Saved data entries:
.....
PR #5, opened 2018-01-15
EOL: mark as deprecated and accept NULL values without throwing warnings

nphilipp:


modulemd/modulemd-module.c
```diff
@@ -387,7 +387,13 @@ modulemd_module_set_eol (ModulemdModule *self, const GDate *date)
 
   if (!date)
     {
-      g_date_clear (self->eol, 1);
+      if (g_date_valid(self->eol))
+        {
+          g_date_clear (self->eol, 1);
+          g_object_notify_by_pspec (G_OBJECT (self),
+                                    md_properties[MD_PROP_EOL]);
+        }
```
sgallagher: Just add an `else` block here and do `g_date_clear()` also. I'd like to make sure that it's always explicitly cleared if we pass NULL.

nphilipp:
I'll pull the `g_date_clear()` call out of the conditional block which has the same effect.

sgallagher:
@nphilipp 
Well, we don't want to call the notify until the clear has actually occurred.

PR #6, opened 2018-02-07
Bumping the specification to v2

contyk:
The new version includes two incompatible changes:

* The eol field is removed in favor of servicelevels.
* The dependencies section is now a list of dictionaries, supporting the
  Stream Expansion proposal.  More in the comments.

This commit also moves spec.yaml to spec.v1.yaml and adds a spec.yaml
symlink pointing to the latest specification implemented by libmodulemd.

libmodulemd should be able to read v1 documents but doesn't have to
write them (although detecting when we could do that and allowing it in
such cases would be awesome).

Suggested behavior for v1->v2 transition:

* eol dates are converted to servicelevel of type "rawhide".  If such
  a service level already exists, the eol value is ignored.
* Old dependencies blocks become part of the new dependencies block
  list; the stream names are converted into lists including just that
  one item.


spec.v2.yaml
```diff
@@ -0,0 +1,336 @@
...
+        # Build dependencies of this module, optional
+        # Keys are module names, values are the stream names
+        # These modules define the buildroot for this module
+        buildrequires:
+            platform: and-its-stream-name
+            extra-build-env: and-its-stream-name-too
+        # Run-time dependencies of this module, optional
+        # Keys are module names, values are their stream names
+        requires:
+            platform: and-its-stream-name
```
sgallagher: I suspect that this section was meant to be removed. As it exists right now, it is un-parseable because you are mixing a dictionary and a sequence at the same hierarchy level.

PR #10, opened 2018-02-19
Describe how libmodulemd can be used from Python

hanzz:
I'm using gobject-introspection for first time and I presume I'm not the only one, so might be useful to mention in README.md.


sgallagher:
Approved, signed and merged as https://github.com/fedora-modularity/libmodulemd/commit/4bfa7a5b30f6659af0d895fbd3169656f1a40e4d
.....
__HOW TO COMPLETE THIS TASK__: Search the entries for the word "specification". Copy every line where it occurs.

__TASK RESPONSE__:
Bumping the specification to v2
symlink pointing to the latest specification implemented by libmodulemd.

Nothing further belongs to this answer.